= Hell on the Range =

History book by Daniel Justin Herman

Hell on the Range: A Story of Honor, Conscience, and the American West is a nonfiction book, a historical inquiry, by Daniel Justin Herman. The book was published by Yale University Press in 2010.

==Synopsis==
Herman's book, Hell on the Range, pertains to the cultural history of Arizona's free range in the 1880s. It describes how certain groups of people competed for control of the land in the area known as Arizona's Rim Country, of which the Pleasant Valley War is a segment. Some of the competing groups in the book are Texas cowboys, Mormons, mixed-race ranchers, sheepherders and Jewish merchants.

Herman's historical research includes the American West and the American West's infamous borderlands. According to Taunalyn F Rutherford, reviewing this book for the BYU Studies Quarterly, this book covers ground similar to other works discussing vigilante justice, religion, and violence in the 1800s. Again according to Rutherford, Herman's main point is that the Rim Country War was more than just a fight over land and resources. It was also made complicated by family conflicts, racial tensions, and religious disagreements. Herman calls this a "battle between honor and conscience."

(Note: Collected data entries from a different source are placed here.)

Issue #12, opened 2022-08-22
task: [ingestor] create SLSA document ingestor


lumjjb:
Create SLSA document ingestor off @mihaimaruseac 's script to take in SLSA documents as a list of `Documents` and outputs `GuacNodes` and `GuacEdges`, depends on https://github.com/guacsec/guac/issues/11

pxp928:
Depends on #36 where SLSA docs are processed.

PR #57, opened 2022-08-30
Serialize subgraph to graph database

### LINKED ISSUE #11: task: [assembler] define minimal set of GuacNodes and GuacEdges

mihaimaruseac:
Fixes #11, opens a way to ingest SLSA attestations all the way to the graph database (#12, though the tests for ingesting SLSA nodes is WIP for a future PR).

Changes the interfaces for `GuacNode` and `GuacEdges`, makes them even simpler than before.

Left to do for future PRs:

- more testing
- read from the database (for now we only see that the nodes have been created by running an external query, see below)
- convert the serialization to use struct fields tags, further simplifying `GuacNode` and `GuacEdges`

Testing code generates the following structure (running `match (a)-[e]->(b) return a,e,b`):

```
╒═══════════════════════════════════════════════════════╤════════╤═════════════════════════════════════════════════════════════════╕
│"a"                                                    │"e"     │"b"                                                              │
╞═══════════════════════════════════════════════════════╪════════╪═════════════════════════════════════════════════════════════════╡
│{"address":"addr1","name":"name1","id":"id1","age":42} │{"id":0}│{"score":0,"address":"addr1","name":"name2","id":"id2"}          │
├───────────────────────────────────────────────────────┼────────┼─────────────────────────────────────────────────────────────────┤
│{"score":0,"address":"addr1","name":"name2","id":"id2"}│{}      │{"score":42,"address":"addr2","name":"name3","id":"id3","age":42}│
└───────────────────────────────────────────────────────┴────────┴─────────────────────────────────────────────────────────────────┘
```

Or, as an image:
9xp33CstArXvJux

### DIFF
--- a/pkg/assembler/graphdb.go
+++ b/pkg/assembler/graphdb.go
@@ -19,8 +19,8 @@ import (
 	"fmt"
 	"strings"
 
-	"github.com/neo4j/neo4j-go-driver/v4/neo4j"
 	"github.com/guacsec/guac/pkg/assembler/graphdb"
+	"github.com/neo4j/neo4j-go-driver/v4/neo4j"
 )
 
 // Note: This module is experimental and might change often!
@@ -42,7 +42,7 @@ func StoreGraph(g Graph, client graphdb.Client) error {
 		node_queries[i] = sb.String()
 		node_dicts[i] = map[string]interface{}{}
 		for k, v := range n.Properties() {
-			node_dicts[i]["n_" + k] = v
+			node_dicts[i]["n_"+k] = v
 		}
 	}
 
@@ -61,20 +61,20 @@ func StoreGraph(g Graph, client graphdb.Client) error {
 		edge_queries[i] = sb.String()
 		edge_dicts[i] = map[string]interface{}{}
 		for k, v := range a.Properties() {
-			edge_dicts[i]["a_" + k] = v
+			edge_dicts[i]["a_"+k] = v
 		}
 		for k, v := range b.Properties() {
-			edge_dicts[i]["b_" + k] = v
+			edge_dicts[i]["b_"+k] = v
 		}
 		for k, v := range e.Properties() {
-			edge_dicts[i]["e_" + k] = v
+			edge_dicts[i]["e_"+k] = v
 		}
 	}
 
 	queries := append(node_queries, edge_queries...)
 	params := append(node_dicts, edge_dicts...)
 	_, err := session.WriteTransaction(
-		func (tx graphdb.Transaction) (interface{}, error) {
+		func(tx graphdb.Transaction) (interface{}, error) {
 			for i, query := range queries {
 				fmt.Printf("%v(where: %v)\n\n", query, params[i])
 				if _, err := tx.Run(query, params[i]); err != nil {
@@ -91,7 +91,7 @@ func StoreGraph(g Graph, client graphdb.Client) error {
 func queryPartForMergeNode(sb *strings.Builder, n GuacNode, label string) error {
 	node_data := n.Properties()
 	sb.WriteString("MERGE (")
-	sb.WriteString(label)    // not user controlled
+	sb.WriteString(label) // not user controlled
 	sb.WriteString(":")
 	sb.WriteString(n.Type()) // not user controlled
 	sb.WriteString(" {")
--- a/pkg/assembler/graphdb.go
+++ b/pkg/assembler/graphdb.go
@@ -1,0 +1,153 @@
+//
+// Copyright 2022 The GUAC Authors.
+//
+// Licensed under the Apache License, Version 2.0 (the "License");
+// you may not use this file except in compliance with the License.
+// You may obtain a copy of the License at
+//
+//     http://www.apache.org/licenses/LICENSE-2.0
+//
+// Unless required by applicable law or agreed to in writing, software
+// distributed under the License is distributed on an "AS IS" BASIS,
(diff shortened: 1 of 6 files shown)


pkg/assembler/graphdb.go
```diff
@@ -0,0 +1,148 @@
...
+	} else {
+		sb.WriteString(":")
+	}
+	switch val.(type) {
+	case string:
+		sb.WriteString("\"")
+		sb.WriteString(val.(string))
+		sb.WriteString("\"")
+	default:
+		sb.WriteString(fmt.Sprint(val))
```
mihaimaruseac, line 146: Go experts: I need a way to mark this accepted by the linter. If I do

```
switch v := val.(type); v {
```

I get an AST error.

If I do

```
switch v := val.(type) {
```

I get that `v` is not used, and the only place I could use it is to replace `(string)` with `(v)` but then `v` is a string, so of course this doesn't work.

lumjjb: i think you can do `switch val.(type) {`

lumjjb: ahh i see what you're doing...

Replacing `val` with `v` in the case statements should fix it

pkg/assembler/graphdb.go
```diff
@@ -0,0 +1,148 @@
...
+	"strings"
+
+	"github.com/neo4j/neo4j-go-driver/v4/neo4j"
+	"github.com/guacsec/guac/pkg/assembler/graphdb"
+)
+
+// Note: This module is experimental and might change often!
+
+// StoreSubgraph stores a Graph to the graph database given by Client
+func StoreGraph(g Graph, client graphdb.Client) error {
```
lumjjb, line 29: hmm, thinking if this would be a good candidate for a function receiver for `graphdb.Client`, so defining an interface for `GraphDB` and doing it as function receivers in  `github.com/guacsec/guac/pkg/assembler/graphdb/neo4j`?

pkg/assembler/graphdb.go
```diff
@@ -0,0 +1,148 @@
...
+
+	return nil
+}
+
+// Creates the "ON CREATE SET ${ATTR}=${VALUE}, ..." part of the query
+// Creates the "ON MATCH SET ${ATTR}=${VALUE}, ..." part of the query
+func queryPartForNodeAttributes(sb *strings.Builder, when string, n GuacNode, label string) {
+	node_data := n.Properties()
+	sb.WriteString("ON ")
+	sb.WriteString(when)
```
lumjjb, line 98: this seems fairly dangerous to me.. my injection alarms are going off, but maybe the sanitization is done somewhere else

pkg/assembler/graphdb.go
lumjjb, line 146: could potentially inject as well?

pkg/assembler/graphdb.go
```diff
@@ -0,0 +1,148 @@
...
+	sb.WriteString(key)
+	if set {
+		sb.WriteString("=")
+	} else {
+		sb.WriteString(":")
+	}
+	switch val.(type) {
+	case string:
+		sb.WriteString("\"")
+		sb.WriteString(val.(string))
```
lumjjb, line 143: could potentially inject as well?

pkg/assembler/graphdb.go
lumjjb: if there isn't a simple way to do this, we can defer as well and put a large disclaimer somewhere.

pkg/assembler/graphdb.go
mihaimaruseac: This is a possibility but has a potential issue that it would cause a dependency cycle between `graphdb/*.go` and `nodes.go` (or similar). I'd say, let's try this in a separate PR?

pkg/assembler/graphdb.go
mihaimaruseac: Yes, these 2 are issues. Thinking of a fix right now.

pkg/assembler/nodes_test.go
```diff
@@ -0,0 +1,146 @@
...
+
+type MockNode struct {
+	Id      string
+	Address string
+	Name    string
+	Age     *int
+	Score   *int
+}
+
+func (n MockNode) Type() string {
```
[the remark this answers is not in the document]
mihaimaruseac: Agree. The problem here is that if we make the receiver be a pointer then we won't be able to collect the nodes in a list for the `Graph` interface (`[]GuacNode`)

See line34 at https://go.dev/play/p/1SmYgbe0TyL, it gives an error

```
./prog.go:34:26: cannot use p (variable of type Ptr) as type I in array or slice literal:
	Ptr does not implement I (Foo method has pointer receiver)
```

pkg/assembler/graphdb.go
mihaimaruseac: This specifc case is ok as `when` is either `CREATE` or `MATCH`. Changed to a boolean flag though, to make it more readable.

pkg/assembler/graphdb.go
mihaimaruseac: I removed it completely :D

pkg/assembler/graphdb.go
mihaimaruseac: This is fixed now.

lumjjb (approved):
LGTM

PR #58, opened 2022-08-31
fix: fmt cmd & add copywrite check to fmt cmd

cpendery:
Fix the `fmt` command as it doesn't have the shell directive and add copywrite checks as part of the formatting check

### DIFF
--- a/.github/scripts/copywrite.sh
+++ b/.github/scripts/copywrite.sh
@@ -1,0 +1,25 @@
+#!/usr/bin/env bash
+
+#
+# Checks if a file has the correct copywrite
+#
+
+year=`date +%Y`
+header="//
+// Copyright ${year} The GUAC Authors.
+//
+// Licensed under the Apache License, Version 2.0 (the \"License\");
+// you may not use this file except in compliance with the License.
+// You may obtain a copy of the License at
+//
+//     http://www.apache.org/licenses/LICENSE-2.0
+//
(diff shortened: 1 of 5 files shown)


mihaimaruseac (changes requested):
Can you also add it to `.github/workflows/ci.yaml` so it runs in CI too?

cpendery:
> Can you also add it to `.github/workflows/ci.yaml` so it runs in CI too?

`make fmt` runs in the ci already, so this can be seen in https://github.com/guacsec/guac/runs/8104971397?check_suite_focus=true under `Check Format`

.github/scripts/copywrite.sh
```diff
@@ -0,0 +1,25 @@
...
+//
+// Unless required by applicable law or agreed to in writing, software
+// distributed under the License is distributed on an \"AS IS\" BASIS,
+// WITHOUT WARRANTIES OR CONDITIONS OF ANY KIND, either express or implied.
+// See the License for the specific language governing permissions and
+// limitations under the License."
+content=`cat $1`
+if  [[ $content != $header* ]]; then
+    echo $1
+fi
```
rgreinho, line 25: Just a new line at the end of file missing. We should probably add '.editorconfig'to automatically solve this.

rgreinho (changes requested):
LGTM 👍

mihaimaruseac (approved):

PR #60, opened 2022-08-31
Add identity verifier interface

mlieberman85:
This will be useful if we verify identities through mechanisms
like GPG in addition to Sigstore

### DIFF
--- a/pkg/ingestor/verifier/verifier.go
+++ b/pkg/ingestor/verifier/verifier.go
@@ -1,0 +1,47 @@
+//
+// Copyright 2022 The GUAC Authors.
+//
+// Licensed under the Apache License, Version 2.0 (the "License");
+// you may not use this file except in compliance with the License.
+// You may obtain a copy of the License at
+//
+//     http://www.apache.org/licenses/LICENSE-2.0
+//
+// Unless required by applicable law or agreed to in writing, software
+// distributed under the License is distributed on an "AS IS" BASIS,
+// WITHOUT WARRANTIES OR CONDITIONS OF ANY KIND, either express or implied.
+// See the License for the specific language governing permissions and
+// limitations under the License.
+
+package verifier
+
+import (
+	"crypto"
+)
+
+// Verifier allows for multiple signature or identity verifiers that will
+// check envelopes, signatures, and other payloads for linking a payload
+// back to an identity. In most cases this will be done through verifying
+// one or more signatures against known public keys.
+type Verifier interface {
+	// Verify takes in bytes and returns a list of identities. Those
+	// identities are marked as verified if the payload can be tied back to
+	// an identity, usually through signature validation. In cases where
+	// signatures can't be verified, it is still valuable to return data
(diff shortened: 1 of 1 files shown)


pkg/ingestor/verifier/verifier.go
```diff
@@ -0,0 +1,42 @@
...
+	// about the unverified identity.
+	Verify(payloadBytes []byte) ([]Identity, error)
+	Type() string
+}
+
+// Elements of this struct might be nil/empty if the key is invalid or the
+// Id of the identity can't be determined.
+type Identity struct {
+	Id       string
+	Key      crypto.PublicKey
```
lumjjb, line 40: maybe add a comment here that this should only be used if `Verified` is true?

pkg/ingestor/verifier/verifier.go
```diff
@@ -0,0 +1,42 @@
...
+// verifiers that will check envelopes, signatures, and other payloads
+// for linking a payload back to an identity. In most cases this will be
+// done through verifying one or more signatures against known public keys.
+type Verifier interface {
+	// Verify takes in bytes and returns a list of identities. Those
+	// identities are marked as verified if the payload can be tied back to
+	// an identity, usually through signature validation. In cases where
+	// signatures can't be verified, it is still valuable to return data
+	// about the unverified identity.
+	Verify(payloadBytes []byte) ([]Identity, error)
```
lumjjb, line 32: i think it looks good - i'm guessing all signature types would have a header to describe how to parse them right? or do we need to provide hints?

pkg/ingestor/verifier/verifier.go
```diff
@@ -0,0 +1,42 @@
...
+// See the License for the specific language governing permissions and
+// limitations under the License.
+
+package verifier
+
+import (
+	"crypto"
+)
+
+// The purpose of Verifier is to allow for multiple signature or identity
```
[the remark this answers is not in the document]
mlieberman85: Yep, just learned about that lint. Will fix.

pkg/ingestor/verifier/verifier.go
mlieberman85: What do you mean?

pkg/ingestor/verifier/verifier.go
mlieberman85: Yeah, the way I see this getting used is, the ingestor would recognize that it's a DSSE, COSE, or another signature/envelope type and know it needs to verify it.

I also could see a future where there might be other ways of verifying identities as well that aren't purely through signature verification. e.g. verify that a specific key came from a specific root.

lumjjb: ah ok - so would there be one Verifier for each type?

mlieberman85: I would think so.

lumjjb: ok yea thanks for clarifying! lgtm

lumjjb (approved):
lgtm

PR #3202, opened 2023-09-05
Overridden MaxIdleConnsPerHost to fix infinite bind

### LINKED ISSUE #3179: chifra scrape - Instable node connection
For example when I run **chifra scrape**

It works a while then I get

`

Could not connect to RPC client Post "http://erigon.dappnode:8545": dial tcp ***: connect: cannot assign requested address

`
Then after a while it works again and so on

Could be that client or server run out of free ports?

Running against a erigon which runs on dappnode

dszlachta:
This fixes #3179 

The reason why `chifra` is running out of available ports (causing `bind` to complain) was that Go's `DefaultMaxIdleConnsPerHost` is too low. So Go was closing ports, but in the meantime `chifra` was asking to open more. Eventually we would reach the limit. 

**Testing**

In `tmux`, open 2 panels.
In panel 1, run `watch -n .2 "netstat -an | grep $RPC_PORT | wc -l"`
In panel 2, run `chifra blocks 10100-10500`.
The number in panel 1 should be low-ish (20 on my computer)

Then in panel 2, run `chifra scrape`
The number in panel 1 should be sane (around 50 on my computer) and never reach 100,000.

### DIFF
--- a/src/apps/chifra/pkg/rpc/query/query.go
+++ b/src/apps/chifra/pkg/rpc/query/query.go
@@ -6,6 +6,7 @@ import (
 	"fmt"
 	"io"
 	"net/http"
+	"runtime"
 	"sync/atomic"
 
 	"github.com/TrueBlocks/trueblocks-core/src/apps/chifra/pkg/config"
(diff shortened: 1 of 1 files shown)


dszlachta:
I will open another PR with a branch created from `master`, so we can merge it directly as a hotfix

PR #3203, opened 2023-09-05
Overridden MaxIdleConnsPerHost to fix infinite bind

### LINKED ISSUE #3179: chifra scrape - Instable node connection

dszlachta:
This fixes #3179 

The reason why chifra is running out of available ports (causing bind to complain) was that Go's DefaultMaxIdleConnsPerHost is too low. So Go was closing ports, but in the meantime chifra was asking to open more. Eventually we would reach the limit.

### DIFF
--- a/src/apps/chifra/pkg/rpc/query/query.go
+++ b/src/apps/chifra/pkg/rpc/query/query.go
@@ -6,6 +6,7 @@ import (
 	"fmt"
 	"io"
 	"net/http"
+	"runtime"
 	"sync/atomic"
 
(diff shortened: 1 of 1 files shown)


tjayrush:
This looks good to me. I tested it locally. As soon as the tests pass, we can merge it.

PR #3283, opened 2023-10-09
First pass at notification system

tjayrush:


dszlachta:
Looks good. We can refine it when we write an example listener, but it's a great start 👍

dszlachta (approved):

PR #3320, opened 2023-10-21
Fixes slow scraper?

tjayrush:


tjayrush:
yes. it does fix the slow scraper.

PR #3496, opened 2024-02-06
Fixed: empty Notify endpoint causes panic

dszlachta:
Sorry for introducing such a silly bug


tjayrush:
I'm supposed to review it.

PR #3569, opened 2024-04-09
Fix Typos in Comments

G-Snipes:
Went through the Trueblocks repo to fix any formatting and grammar errors I could find.


tjayrush:
Thanks for this. Very nice. One comment - some of this code is auto-generated (you can see the header of the files have a comment). I merged this, but the real fix was in the auto-code-gen source code.

PR #3588, opened 2024-04-19
Don't call fatal in handler

tjayrush:


tjayrush:
@dszlachta Merge this if you think it's okay. Just close it (with a comment) if not.

dszlachta (approved):

PR #3711, opened 2024-05-24
Feature/better rawless 3

tjayrush:


tjayrush:
This PR makes the Handler code much more consistent in anticipation of auto-code-gen

Issue #32, opened 2017-06-07
Provide support for non standard CSS properties and restrictions in VSCode


SinZ163:
Hi, I've been using VSCode a bunch for Dota 2 Custom Games, and it does the job great, except when it comes to how Valve have altered CSS to suit their needs.

A list of their properties can be found [here](https://developer.valvesoftware.com/wiki/Dota_2_Workshop_Tools/Panorama/CSS_Properties), and having the ability to enhance / replace the current CSS Schema with a new properties and restrictions, such as `hue-rotation` and hex based color inputs accepting 8 hexadecimal characters for color (`#333333b0`), as opposed to the normal 6 (`#FF0000`). 

Note I'm not asking to have Valves CSS properties being a part of VSCode, rather providing the infrastructure to allow users to enhance the existing language service with new properties or features.

praveenpuglia:
I think this can be a plugin of some sort.

aeschli:
Yes, the idea of Microsoft/vscode-css-languageservice is that it is to be resused for css like languages. The 8 digit hex colors might come soon for css as well, so I'm happy to take a PR that adds that.
I'm also open to make the properties configurable

praveenpuglia:
I started working on a branch but I am not sure how do I test my changes in the editor. 

What I can't figure out is...
- How to get tell the editor that it's a valid color and don't show red underline.
- How to get the editor to show a box that shows the color beside the color definition.

https://github.com/praveenpuglia/vscode-css-languageservice/commit/0addc3d91f46eabaca19de22e3f63e08ec2ab622

aeschli:
The fix in parser. _parseHexColor should fix the validation as well as making the color to reach the client. But on the css client side you'll have to turn the color into a valid css color that Chromium understands: https://github.com/Microsoft/vscode/blob/master/extensions/css/client/src/colorDecorators.ts#L114 

To run VSCode with your version of  checked out in the same folder
- have the vscode repo and the vscode-css-languageservice checked out in the same folder
- see https://github.com/Microsoft/vscode/wiki/How-to-Contribute for instructions how to selfhost vscode
- in the vscode workspace, cd to `extensions/css/server/` and run `npm run install-service-local` to install your local vscode-css-languageservice node modules

praveenpuglia:
Alright! So I think I got a color box to appear beside a color but I am still failing validation.

I still get the validation error "Hex colors must have three or six hex numbers". Guess I have to change the validation here?

[...]

PR #38, opened 2017-07-17
CSS Colors Level 4 - 4 & 8 digit hex values

praveenpuglia:
fix: #32 

Note.
This doesn't show any color in small color box in the editor beside the color definition because css itself doesn't support it at the moment.

We could get around that problem by detecting and converting `#rgba` or `#rrggbbaa` values to `rgba()` values before they are added to `css/client/src/colorDecorators.ts`.

@aeschli - please correct me if I missed something. Very new to the source code.

### DIFF
--- a/src/parser/cssParser.ts
+++ b/src/parser/cssParser.ts
@@ -1217,7 +1217,7 @@ export class Parser {
 	}
 
 	public _parseHexColor(): nodes.Node {
-		if (this.peekRegExp(TokenType.Hash, /^#[0-9A-Fa-f]{3}([0-9A-Fa-f]{3})?$/g)) {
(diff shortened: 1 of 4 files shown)


aeschli:
Looks good. Can you also provide a fix for the color decorations (in vscode)? As you write, it needs to be detected and converted to 'rgba(...)' There is should also be fixed at https://github.com/Microsoft/vscode/blob/master/extensions/html/client/src/colorDecorators.ts#L114

praveenpuglia:
@aeschli - I am working on a fix. Thinking of adding a converter function in the `colorDecorators.ts` itself. Is there a better suited for these sort of helpers?

praveenpuglia:
@aeschli - made this commit to my own fork. Can you please check it once?
https://github.com/praveenpuglia/vscode/commit/434beabd8e4799393a027d1134897135379f7705

Also, couldn't understand where do I write tests for it.

egamma:
@praveenpuglia fyi, we have vacation time over hear so response time will we slower.

praveenpuglia:
@egamma - sure. Have a great one! 👍 😊

Issue #48, opened 2017-11-05
Remove 'Go to definition' result when it's the same as request location


tempit:
I'm writing a LS for a CSS preprocessor, and when implementing the 'Go to Definition' functionality, I see that whenever a textDocument/definition request is sent, I get back a definition with the same exact location as the original request. 
When just working with CSS this means 'Go to Definition' has no visible effect in these cases, but when using our preprocessor it means there are 2 definitions instead of one, so ctrl+click, for example, opens a definition menu instead of jumping straight to the proper place. 
For more details see: https://github.com/Microsoft/vscode/issues/37526

Can these definition location be removed when, e.g., they are the exact same as the request location?

PR #49, opened 2017-11-06
Suggested fix for issue #48

tempit:
Fix for #48 
Changed return type of findDefinition to Location[], replaced default location with empty array.


tempit:
Added replacing definition that overlaps the request location with [] (the actual original issue)

aeschli:
Thanks @tempit, I fixed it by returning null. That avoids the signature change which would be a breaking change and require a major version update.

PR #53, opened 2017-11-27
Fix Microsoft/vscode#38250. HSL2RGBA.

rebornix:
The change change simply aligns with https://github.com/Microsoft/vscode/blob/master/src/vs/base/common/color.ts#L147-L148


aeschli:
Thanks @rebornix !

PR #64, opened 2018-01-19
Just a nitpick for consistency

octref:


aeschli:
Absolutely agree, the missing brackets were not intended.

PR #66, opened 2018-01-24
Allow variables as media query feature names in LESS. Fix #58

### LINKED ISSUE #58: [less] identifier expected when using @media (@var) syntax
- VSCode Version: Version 1.19.0-insider 
- OS Version: 10.11.6

Steps to Reproduce:

1. Declare a less breakpoint variable like `@m:  ~'min-width: 750px';`
2. Use it in a less file with
`@media (@m) { // rules }`

Get a [less] identifier expected error on the `@m` part.

octref:


aeschli:
Looks good, thanks @octref !

PR #67, opened 2018-02-06
Move cursor inside parenthesis for function-like values

usernamehw:
Fixes Microsoft/vscode#41018


aeschli:
@usernamehw Very nice, thanks!

Issue #69, opened 2018-02-26
parseStylesheet doesn't include the right end


ramya-rao-a:
Take this content
```
.bar {
  op0.1
}
```

At the end of `op0.1`, the offset is 14
But the cssParser parses the stylesheet and sets the `end` of the stylesheet node with 12 instead of 14

<img width="428" alt="screen shot 2018-02-25 at 10 38 45 pm" src="https://user-images.githubusercontent.com/16890566/36656321-adedecf6-1a7c-11e8-992f-d4923a347ad0.png">

The context here is that `op0.1` is a valid emmet abbreviation and emmet completions fails at this point as the offset is greater than the node(stylesheet)'s end property

PR #71, opened 2018-02-28
Update the exported type for Stylesheet

ramya-rao-a:
@aeschli 

To workaround #69, I need to know the `end` property of the stylesheet. This PR is to expose it in the exported type.

P.S: I noticed that we have already published 3.0.7 version of this module, but the `package.json` still has 3.0.6. Also the package-lock.json has a lot of changes locally when I run `npm install`. Any reason we don't want to commit those changes?

### DIFF
--- a/src/cssLanguageService.ts
+++ b/src/cssLanguageService.ts
@@ -21,7 +21,11 @@ import { SCSSCompletion } from './services/scssCompletion';
 import { LESSParser } from './parser/lessParser';
 import { LESSCompletion } from './services/lessCompletion';
 
-export type Stylesheet = {};
+export type Stylesheet = {
+	offset: number;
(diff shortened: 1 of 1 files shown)


aeschli:
Sorry, I forgot to push the commit containing the new version, done now.

As discussed on Friday, it is really a bug that the stylesheet length isn't after the `}`. This will eventually be fixed. But this will not help you with the problem that dots are not valid in property names and it's unclear what kind of node you will find at the location after a dot.

If you just want a temporary workaround for this one release, just make an `<any>` cast and access the end pos. If I make this API, it also has to behave correctly, say I have to fix the bug so that the end position is after the `}`.

ramya-rao-a:
understood

PR #73, opened 2018-03-01
Allow property completions when there is an incomplete one before it #72

### LINKED ISSUE #72: Property suggestions never show up if there is an incomplete property before
Take this content:
```
.foo  {
        margin
        m|
    }
```
There are no completions where the cursor (|) is above

ramya-rao-a:
Fixes #72


aeschli:
Oh, good catch!

PR #74, opened 2018-03-11
Fix function calls in esm mode

AviVahl:
namespace exports object is not available inside the module as `this`.


aeschli:
@AviVahl Good catch!
Just saw that there's a TS lint rule for this, I'll enable it.

PR #154, opened 2019-05-04
Fix pseudo-element specificity

parzh:
_See https://github.com/Microsoft/vscode/issues/72608#issuecomment-489332641 for a quick reference_

In CSS3, pseudo-classes (such as `:hover`, `:focus`, or `:invalid`) and pseudo-elements (such as `::before`, `::after` etc.) have some noticeable differences:
- pseudo-classes are more specific than pseudo-elements;
- pseudo-classes are prefixed with `:`, while pseudo-elements start with `::` (though for backwards compatibility this is not enforced);

Currently, they are being distinguished by amount of semicolons, which produces incorrect results when encountering backwards-compatible code:

image

Specificity here is expected to be `(0, 0, 3)`, but got `(0, 1, 2)`. That's because pseudo-element was incorrectly parsed as pseudo-class.

image

Here the number of colons (`::`) corresponds to the entity type (pseudo-element), so the specificity is displayed correctly.

This PR fixes this issue.

### DIFF
--- a/.vscode/settings.json
+++ b/.vscode/settings.json
@@ -2,5 +2,6 @@
   "editor.insertSpaces": false,
   "prettier.useTabs": true,
   "prettier.printWidth": 120,
-  "prettier.semi": true
+  "prettier.semi": true,
+  "typescript.tsdk": "node_modules\\typescript\\lib"
 }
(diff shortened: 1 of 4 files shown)


aeschli:
Thanks @parzh . I modified the RP a bit in order to keep the changes minimal. I hope that's ok for you.

parzh:
@aeschli Thanks for the merge! Yes, that's fine.

PR #159, opened 2019-07-01
Improve scss partial uri building

BPScott:
Currently the regex for checking filenames uses `\w` which only checks for alphanumeric characters and underscore (_). This leads to `@import './foobar'` resolving to `_foobar.scss` while `@import './foo-bar` resolves to `foo-bar`, which is confusing.

This PR makes the prefixing the underscore behaviour more consistent:

- Identifies filenames that contain non-alphanumeric characters,
  'foo-baz' becomes '_foo-baz.scss' and 'foo.bar' becomes '_foo.bar.scss'
- Identifies if a filename is already prefixed with an _, '_foo' becomes
  '_foo.scss' and '_foo.scss' remains '_foo.scss'

Tangentially related: https://github.com/microsoft/vscode/issues/58204 is an issue that points out that the resolution of scss files isn't trivial because `import './foo'` could refer to either `foo.scss` or `_foo.scss` and we need filesystem access to check which of those files exist. So we're still assuming that people should be prefixing their partial's filenames with underscores, but at least this makes that assumption a little more consistent.

### DIFF
--- a/src/services/cssNavigation.ts
+++ b/src/services/cssNavigation.ts
@@ -280,8 +280,8 @@ function uriStringNodeToDocumentLink(document: TextDocument, uriStringNode: node
 }
 
 function toScssPartialUri(uri: string): string {
-	return uri.replace(/\/(\w+)(.scss)?$/gm, (match, fileName) => {
-		return '/_' + fileName + '.scss';
+	return uri.replace(/\.scss$/, '').replace(/[^/]+$/, (basename) => {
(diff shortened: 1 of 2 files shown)


octref:
Thanks, I'll take the test case but I'll rewrite the code with a dynamic resolver.

As I have learned from the Cloudflare news, I'll drop the regex. Especially since this operation is one running on each keystroke.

According to Herman, the culture of honor in the late 1800s was defined by physical courage, loyalty to family,
protecting your family and reputation, showing off wealth, being welcoming to guests, gambling and drinking, and public shaming. In contrast, conscience was a different way of looking at the world. It was based on moral courage over physical courage, personal religious practices over family reputation, saving money and working hard over showing off wealth,
sobriety and honesty over drinking and gambling, and encouraging and helping people over punishing and shaming them.